Yes, the title gives it away – with Intentional Hiking, I hosted several conversations a month about ways hikers could cultivate a deeper engagement with the world around them as they were out for a day hike, week-long backpacking trip, or a long thru-hike. I invited experts to talk about things like collecting data for Adventure Scientists, learning how to identify plants and animals to contribute to research projects on iNaturalist, or even how public land management agencies are integrating Traditional Ecological Knowledge of indigenous peoples into federal planning processes. To apply this to the Oregon Coast Trail, I decided I would identify several aspects hikers (and I) could engage with as we walked. Those items were categorized and marked on the maps as: Fun Facts, Trail Stuff, Environment, Military History, Exploration History, Tribal Nations, Art and Culture, and Take Action. Each morning, I would wake at my usual 4am, spend the next 4-5 hours researching, writing, and adding on to my story map, and publish that day’s hike on my blog.

By the second week, my creative act had become a bit oppressive, given the sheer amount of time it was taking me to create each day’s exploration. The added weight of my painful body didn’t make things much easier. After my morning creation, my days were filled with appointments. They ranged from sessions with a physical therapist, massage therapist, chiropractor, acupuncturist, and my primary care doctor, with little result. I could barely move.
I kept going because that’s what I do. I finished the project on October 31 to reflect when I would have finished in real time. I remember my neck and back were feeling a hair better…in fact, everything was feeling a tad better, that is, until I slipped and fell on a wet floor while shopping on November 1. It was the kind of fall that you knew would be bad on the way down. As my feet flew out from under me, I had long enough to notice the “caution wet floor” sign by my right leg, and also know I was in trouble. I landed hard on my right glute, whiplashed my head, and passed out.

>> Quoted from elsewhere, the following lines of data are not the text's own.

PR #271, opened 2014-10-17
Remove fixtures not present in supported platforms

Maks3w:


svanzoest:
Thanks for this. I have removed the ones we are not using any longer.

PR #279, opened 2014-10-19
mod_ssl recipe no longer removes yum installed ssl.conf

roylindauer:


svanzoest:
As anyone had any time to test this? It would be good to get this into a release.

PR #288, opened 2014-11-05
Package install options

jespada:
This PR allows user specify package install options on RH family. Useful when you have same package on your own repo and want to install from there

### DIFF
--- a/README.md
+++ b/README.md
@@ -150,6 +150,7 @@ attributes/default.rb file for default values in the case statement at
 the top of the file.
 
 * `node['apache']['package']` - Package name for Apache2
+* `nodet['apache']['package_options']` - Package install options for RH family
 * `node['apache']['perl_pkg']` - Package name for Perl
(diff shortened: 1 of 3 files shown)


drpebcak:
This is an interesting request.. what is stopping you from using exclude/includepkgs to control what packages you get from a repo? It seems like that is a cleaner way of ensuring that only a specific set of packages come from that repo.

jespada:
@drpebcak nothing I guess, Its just "simpler" for me to do on demand, but I probably should take a look at exclude/include.

drpebcak:
@jespada the reason I suggest it is because you can easily set that up when you configure repos, as opposed to every cookbook needing to change so you can specify custom arguments.

svanzoest:
Considering the use case is limited and would require all chef cookbooks to be adjusted. I am going to close this for now. If we find a more global/generic way, I am all ears and please file a new issue.

PR #293, opened 2014-11-19
Add a flag to allow to install mod_fastcgi from source (even on Debian familly)

jujugrrr:
You might need to install mod_fastcgi from source, even if you use Debian and have the mod_fastcgi package.
The PR is adding unit and integration tests for mod_fastcgi as well


svanzoest:
Merged. Thanks!

jujugrrr:
@svanzoest :-)

PR #299, opened 2014-12-07
FCGI paths should not be messed with on RHEL/CenOS 7.

haimgel:
CentOS 7 (and recent Fedoras) have Apache 2.4, where FCGI socket path
and shared memory path is managed adequately without further involvment
neccessary (subdirectory is created under /var/run/httpd).

However, when the path is specified manually, that subdirectory is NOT
created automatically if it doesn't already exist and Apache fails to
start. Since in recent RHEL systems /var/run is on tmpfs, end result is
that chef-created subdirectory disappears on shutdown, and Apache fails
to start after server reboot. Best to leave out these two settings
unset then.

### DIFF
--- a/recipes/mod_fcgid.rb
+++ b/recipes/mod_fcgid.rb
@@ -29,12 +29,15 @@ elsif platform_family?('rhel', 'fedora')
     backup false
   end
 
-  directory '/var/run/httpd/mod_fcgid' do
-    owner node['apache']['user']
-    group node['apache']['group']
-    recursive true
-    only_if { node['platform_version'].to_i >= 6 }
+  if ((node['platform_family'] == 'rhel') && (node['platform_version'].to_i == 6)) ||
+      ((node['platform_family'] == 'fedora') && (node['platform_version'].to_i < 20))
+    directory '/var/run/httpd/mod_fcgid' do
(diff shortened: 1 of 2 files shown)


josephholsten:
This seems reasonable, but needs to be updated onto the current code.

recipes/mod_fcgid.rb
```diff
@@ -29,12 +29,15 @@
     backup false
   end
 
-  directory '/var/run/httpd/mod_fcgid' do
-    owner node['apache']['user']
-    group node['apache']['group']
-    recursive true
-    only_if { node['platform_version'].to_i >= 6 }
+  if ((node['platform_family'] == 'rhel') && (node['platform_version'].to_i == 6)) ||
```
damacus: A library helper here called something like rhel_6? would make this statement more readable.

recipes/mod_fcgid.rb
```diff
@@ -29,12 +29,15 @@
...
+      ((node['platform_family'] == 'fedora') && (node['platform_version'].to_i < 20))
```
damacus: Same for this, something like `above_fedora_20?`

damacus:
Closing due to inactivity. 

PR #300, opened 2014-12-11
Support custom directives

brauliobo:


svanzoest:
Is `apache_conf` definitions good enough here? It seems to cover all of the cases I have encountered.

svanzoest:
I am going to close this, but please re-open if you believe that `apache_conf` does not cover your use case and we can look into this more. I am trying to keep the cookbook as simple as possible (and hopefully simplify it even more) and this adds just another way of doing things.

PR #311, opened 2015-01-23
Issue310hotfix

joshuacox:
assigning ownership of the /var/lock/apache2 directory to the apache user as per:

https://github.com/viverae-cookbooks/apache2/issues/310


drpebcak:
I've already fixed this for the specific case in my fork.

PR #314, opened 2015-02-10
parametarise AccessFileName, which defaults to .htaccess

joelhandwell:


svanzoest:
Hi,

Thanks for this. Do we want to add some chefspec/serverspec tests to ensure that the security rules work? I think it would be pretty scary if we leave a whole here.

svanzoest:
Did we ever end up writing any tests for this? I'd like to pull it in, but want to make sure we have test coverage.

joelhandwell:
@svanzoest 
chefspec: check if template generate proper config file for default access file name (.htaccess) and custom access file name (.customaccess)

serverspec: check if apache config file contain access file name 

Please review. Thank you.

svanzoest:
:+1: merged.

PR #321, opened 2015-03-03
Correct default_site name attribute in not_if guards

gsreynolds:
https://github.com/svanzoest-cookbooks/apache2/commit/4aa5d2b7bc9487dc450f70adaded1f5a83356145 introduced not_if guards to the default site file and link deletion but used `node['default_site_name']` instead of `node['apache']['default_site_name']`

### DIFF
--- a/recipes/default.rb
+++ b/recipes/default.rb
@@ -33,13 +33,13 @@ end
 %w(default default.conf 000-default 000-default.conf).each do |site|
   link "#{node['apache']['dir']}/sites-enabled/#{site}" do
     action :delete
-    not_if  { site == node['default_site_name'] }
+    not_if  { site == node['apache']['default_site_name'] }
   end
 
   file "#{node['apache']['dir']}/sites-available/#{site}" do
     action :delete
     backup false
-    not_if  { site == node['default_site_name'] }
+    not_if  { site == node['apache']['default_site_name'] }
   end
 end
 
--- a/recipes/default.rb
+++ b/recipes/default.rb
@@ -33,13 +33,13 @@ end
 %w(default default.conf 000-default 000-default.conf).each do |site|
   link "#{node['apache']['dir']}/sites-enabled/#{site}" do
     action :delete
-    not_if  { site == node['apache']['default_site_name'] }
+    not_if { site == "#{node['apache']['default_site_name']}.conf" && node['apache']['default_site_enabled'] }
   end
 
   file "#{node['apache']['dir']}/sites-available/#{site}" do
     action :delete
     backup false
-    not_if  { site == node['apache']['default_site_name'] }
+    not_if { site == "#{node['apache']['default_site_name']}.conf" && node['apache']['default_site_enabled'] }
   end
 end
 


svanzoest:
:+1: Good catch. Thanks

gsreynolds:
Just noticed that this will continuously delete the default site then recreate it as well.

```
* link[/etc/apache2/sites-enabled/default] action delete (up to date)
  * file[/etc/apache2/sites-available/default] action delete (up to date)
  * link[/etc/apache2/sites-enabled/default.conf] action delete (up to date)
  * file[/etc/apache2/sites-available/default.conf] action delete (up to date)
  * link[/etc/apache2/sites-enabled/000-default] action delete (skipped due to not_if)
  * file[/etc/apache2/sites-available/000-default] action delete (skipped due to not_if)
  * link[/etc/apache2/sites-enabled/000-default.conf] action delete
    - delete link at /etc/apache2/sites-enabled/000-default.conf
  * file[/etc/apache2/sites-available/000-default.conf] action delete
    - delete file /etc/apache2/sites-available/000-default.conf
<snip>
* template[/etc/apache2/sites-available/000-default.conf] action create
    - create new file /etc/apache2/sites-available/000-default.conf
    - update content in file /etc/apache2/sites-available/000-default.conf from none to f55856
    --- /etc/apache2/sites-available/000-default.conf	2015-03-03 16:52:20.000000000 +0000
    +++ /tmp/chef-rendered-template20150303-29773-5fs1oj	2015-03-03 16:52:20.000000000 +0000
```

I think maybe amending the not_if guards a bit further to append ".conf" after the default site name to avoid this?
`not_if  { site == "#{node['apache']['default_site_name']}.conf" }`

svanzoest:
Hmm.. unfortunately, it is more complicated than that as you can see that each platform has a slightly different version of the filename for the default site. I think ultimately it is better to not use the default_site at all and only have the option to remove it, if it is provided by the package. If you want to create a default site, you would just use the normal apache_webapp approach streamlining the code significantly.

The biggest reason, I think you are seeing some of these issues is because most people leave default_site_enabled to false. We may want to consider changing the guard to test for that, but I would need to get my head back into the code before I am certain that that is the right approach.

gsreynolds:
Indeed I am encountering this because I've had reasons to set default_site_enabled to true which may well be unusual, but as it stands the cookbook has support for a default site which is broken by a continuous delete and create on each run. 

The default recipe will create a web_app called default or 000-default depending on platform if default_site_enabled is true, which will be output with the filename "default.conf" or "000-default.conf". On the next converge, the default recipe will delete all sites named "default default.conf 000-default 000-default.conf", and then create it again.

I'd agree that adding an extra test to the guards is probably the best way forward e.g.
```
not_if { site == "#{node['apache']['default_site_name']}.conf" && node['apache']['default_site_enabled'] }
```
so the logic of the guard always deletes if default_site_enabled is false, but if it's true only deletes if it doesn't match the "#{node['apache']['default_site_name']}.conf" . Have pushed a further commit with this change which passes ChefSpec.

svanzoest:
Thanks for this, we will see how we deal with default_site going forward, but it definitely should function currently.

gsreynolds:
:+1: thanks!

PR #324, opened 2015-03-06
Allow for custom ssl port and use node.default rather than node.set

tokenrain:
* Enable the user to set the default ssl port to something other than 443 if they want.

* Use node.default rather than node.set for adding ssl port as it should be the same precedence as the other ports. No need for a normal setting here

Please let me know what you think about merging these changes. thanks!

### DIFF
--- a/attributes/mod_ssl.rb
+++ b/attributes/mod_ssl.rb
@@ -18,6 +18,7 @@
 # limitations under the License.
 #
 
+default['apache']['mod_ssl']['port'] = 443
 default['apache']['mod_ssl']['protocol'] = 'All -SSLv2 -SSLv3'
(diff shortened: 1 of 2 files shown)


svanzoest:
Hi! Thanks for using the cookbook. 

I think ultimately the ports logic will go away and we will rely entirely on `apache.listen_ports` and have you supply your own vhost templates. I do not mind accepting something like this for now though. We will want to make sure the tests check for this as well. I would be somewhat tempted to replace that line that adds 443 entirely. Essentially ask the user to specify the ports in their application/wrapper cookbooks.

tokenrain:
I agree with the sentiment. I am in fact going to use a wrapper cookbook to override 443 once this gets merged and bundled. I also know it is hard if not impossible to break compatibility and this is an old and well used cookbook. This seems like the "best" solution for a fix in the short term. Let me know if you need anything else from me

PR #263, opened 2017-10-20
[4.0] Add support for multiple Corosync rings

scottwulf:
Customer has requested the ability to configure an additional corosync
ring to "fully leverage the second bond in their dual bond environment".
The pacemaker cluster nodes will have visibility of one another over
both bonds and, when a failure occurs on the first bond, a cluster
failure will be averted due to the existence of the second ring over
the second bond.

In order to accomplish this, the flat list of single ring attributes
and web UI form fields is replaced by an array and _**n**_ number of web UI
form fields to support _**n**_ number of rings. The UI and validation code
restrict the maximum number of rings to 2. If there is ever a need for
for more rings, simply search for '2', 'two', and 'second' and make
the appropriate changes.

Backport-of: https://github.com/crowbar/crowbar-ha/pull/239

### DIFF
--- a/chef/cookbooks/corosync/attributes/default.rb
+++ b/chef/cookbooks/corosync/attributes/default.rb
@@ -15,11 +15,14 @@
 
 default[:corosync][:cluster_name] = "hacluster"
 
-default[:corosync][:bind_addr]   = "192.168.124.0"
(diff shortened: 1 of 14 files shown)


scottwulf:
[Double Corosync ring](https://trello.com/c/pC8UY2Si/31-double-corosync-ring)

I will tell you the rest of the story another time, but needless to say, my troubles were only getting worse, and I was still about two months out from my cancer diagnosis. Life sucked, but it sucked less when I could focus on things like the virtual Oregon Coast Trail by ignoring my pain as much as I could to do something that brought joy.
I want to say many more things about how the creative act is survival. Many of you have seen it play out in real time through my blog this year, so stay tuned as I unpack more layers of pain and being so that I can continue to not just survive, but thrive through my creativity.
Slueika was in remission for 10 years before her cancer started growing again. The road ahead seems so long that I think the only thing that can get me through this is exploring what it means to be alive, creatively. And what a gift to the world that Slueika and her husband and musician Jon Baptist are giving to the world by doing the same.